人文学が社会に対してできる貢献とは、無意識レベルでのとらわれから解放され、創造性の源泉を獲得した幸福な個人を多数、生み出すことではないかと思います。そのような個人が責任を負い、能力を最大限に発揮することで、社会資産が十全に活かされる循環が作りだされることが理想です。新しいラグジュアリーのために必須となるサステナブルな環境には、気概と創造性の源泉をもつ幸福な個人の献身が不可欠です。
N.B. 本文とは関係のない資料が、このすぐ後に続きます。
PR #664, opened 2018-02-23
Lower announce interval

PlasmaPower:
I'm not sure why it was so high in the first place, so I'd like someone who knows why to weigh in before merging this PR.

This does not affect the throughput, only latency.


argakiig:
@PlasmaPower does this still need looked into or can it be closed now? I dont know if you had gotten the answer you were trying to find or not

PlasmaPower:
I think so, but I think other changes should come first.

PR #2156, opened 2019-07-16
Remove querying pending confirmation height in various operations

wezrule:
During the development of the confirmation height processor (at that time) it was quite slow, so anyone calling `block_confirm` would have seen inconsistent results from `block_info` which would state that a block was unconfirmed. It is decided that any block pending confirmation or currently undergoing it would show up as confirmed as well. But this leads to other inconsistencies as blocks below it may not be seen as confirmed but this was seen as acceptable at the time. Now after many performance improvements since then, and that in v19 most nodes upgrading to v20 will have synced cemented counts anyway this restriction has been removed so a block will only show as confirmed in RPCs if all blocks below it are also marked as confirmed.


zhyatt:
As discussed in our meeting we are holding off on merging this until closer to RC period.

PR #2158, opened 2019-07-16
Fix compile errors in release mode after warning->error change

cryptocode:
Using the (void)var idiom used elsewhere in the code base for unused vars (can move to [[maybe_unused]] in c++17). There's also a default-in-switch-related uninitialized error fixed.


wezrule:
LGTM. gcc 8.2 and clang 6.0 on Ubuntu both currently compile on master in release mode. I've requested @argakiig to add a mac/release build to travis to catch future errors. I suspect we will likely come across more of these warning -> errors in the future with different version of the same compiler as well.

PR #2159, opened 2019-07-17
Cache recently arrived votes

SergiySW:
without active elections


nano/node/election.cpp
```diff
@@ -298,3 +298,22 @@ void nano::election::clear_blocks ()
...
+void nano::election::insert_inactive_votes_cache ()
+{
+	auto winner_hash (status.winner->hash ());
+	auto reps (node.active.find_inactive_votes_cache (winner_hash));
+	for (auto & rep : reps)
+	{
+		auto last_vote_it (last_votes.find (rep));
+		if (last_vote_it == last_votes.end ())
+		{
+			last_votes[rep] = { std::chrono::steady_clock::time_point::min (), 0, winner_hash };
```
clemahieu: Let's get a test for this, showing we wouldn't clobber an existing vote as this is important.

wezrule: Does this code need to be performant? If so you may consider using lower_bound/insert instead of operator[] (Effective STL - Item 24, Scott Meyers)

SergiySW: Is it true for unordered_map as well?

wezrule: Ah no sorry thought I checked that, it only works with map. Actually because we don't care about updating (only inserting) the whole thing can be replace with an `emplace`, something like:
`last_votes.emplace (rep, vote_info{std::chrono::steady_clock::time_point::min (), 0, winner_hash});`
This only inserts if the key doesn't already exist:
https://en.cppreference.com/w/cpp/container/unordered_map/emplace

SergiySW: Replaced

nano/node/gap_cache.cpp
```diff
@@ -54,48 +54,53 @@ void nano::gap_cache::vote (std::shared_ptr<nano::vote> vote_a)
...
+	{
+		if (tally >= node.config.online_weight_minimum.number ())
+		{
+			start_bootstrap = true;
+		}
+	}
+	else if (!node.flags.disable_legacy_bootstrap && tally > bootstrap_threshold (transaction_a))
+	{
+		start_bootstrap = true;
+	}
```
cryptocode: Identical if/else in `gap_cache::vote`, so maybe extract this into `should_bootstrap` and call that from both places.

PR #2160, opened 2019-07-18
Update entry script

argakiig:
Use ENTRYPOINT CMD instead of CMD to allow for greater flexibility
ex. `docker logs <container>` after running with `nano_node --wallet_list`
```
EXECUTING: nano_node --wallet_list

Wallet ID: 4633783D98EFE13AC7884FB8299E39032358575C4DA696B9800C6EB0AD1634A4
nano_1womoper6rkhq1atc9y5rsqr6jzatia9ch4mezmtxdixhip68aibxtuefadz
```
If vacuum limit is set and db size is greater than limit vacuum before launching daemon
container stops if daemon dies allowing docker to restart if configured
This is a change from the how things currently run as the size is not checked and the daemon restarted if over size.
```
Usage:
   /entry.sh nano_node [daemon] [cli_options] [-l] [-v size]
     daemon
       start as daemon
     cli_options
       nano_node cli options <see nano_node --help>
     -l
       log to console <use docker logs {container}>
     -v<size>
       vacuum database if over size GB on startup
   /entry.sh bash [other]
     other
       bash pass through
   /entry.sh [*]
     *
       usage
 default:
   /entry.sh nano_node daemon -l
```


argakiig:
moving https://github.com/nanocurrency/nano-node/commit/555c555aab91f8fb11b867a5fbc3a7cd30a992ad to a separate PR to allow for further discussion

argakiig:
doc updates at https://github.com/nanocurrency/nano-docs/pull/76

一方、わざわざそんな学問を修めなくても、職人もまた幸福な創造性の源泉をもつことができることをクチネリは示します。「鍵は、職人の尊厳にある」とクチネリは明言します。経済的にも倫理的にも職人が尊厳を大切にされることで、職人が責任感をもち、ラグジュアリー製品を生むにふさわしい創造性を自由に発揮できるようになる、と。
ブルネロ・クチネリのオペラニットは30時間以上もかけて手作業で仕上げられますが、その迫力ある存在感は、服の機能とか価格といった現実的な基準を無意味にしてしまいます。
ソロメオの風景に関する記者発表でスピーチするブルネロ・クチネリ(左)、同ブランドの「オペラニット」(右)
尊厳を大切にされた一人の職人が、労働の喜びを感じながら商品を作り上げ、結果として、心を揺さぶるラグジュアリーを生む。それがイタリアという土地に根ざしたメイド・イン・イタリーという価値を帯び、イタリア文化そのものへの敬意を生み出していることは、多くの人が知る通りです。
そういえば、オペラ(opera)の語源には「労働する」という意味があります。ラグジュアリーの勉強会第9回で、ラスキンとガンディーを通して新しいラグジュアリーを考えるヒントを示してくださった静岡大学准教授の本條晴一郎さんのご指摘で知りました。
生の喜びを伴う創造的労働が、オペラ。面白く思ったのでさらに調べてみると、その集大成的な作品がオーパス(opus)と呼ばれるようです。クチネリのオペラニットは、オーパスというわけです。
安西さんが紹介されたカルロット氏の言葉を繰り返しましょう。「ラグジュアリーは文化の駆動力になります。企業のもつ価値以上に社会的文化的に占める位置が大きいはずです。また人々の精神的価値にも貢献します」。
そのような価値あるラグジュアリーを生むために、前提になってくるものこそ人文学的アプローチなのではないでしょうか。経営者、労働者それぞれが、自分の仕事のプロセスを喜びとともに追求して創造性を獲得していく、その正統性の確かさこそ、プライスレスです。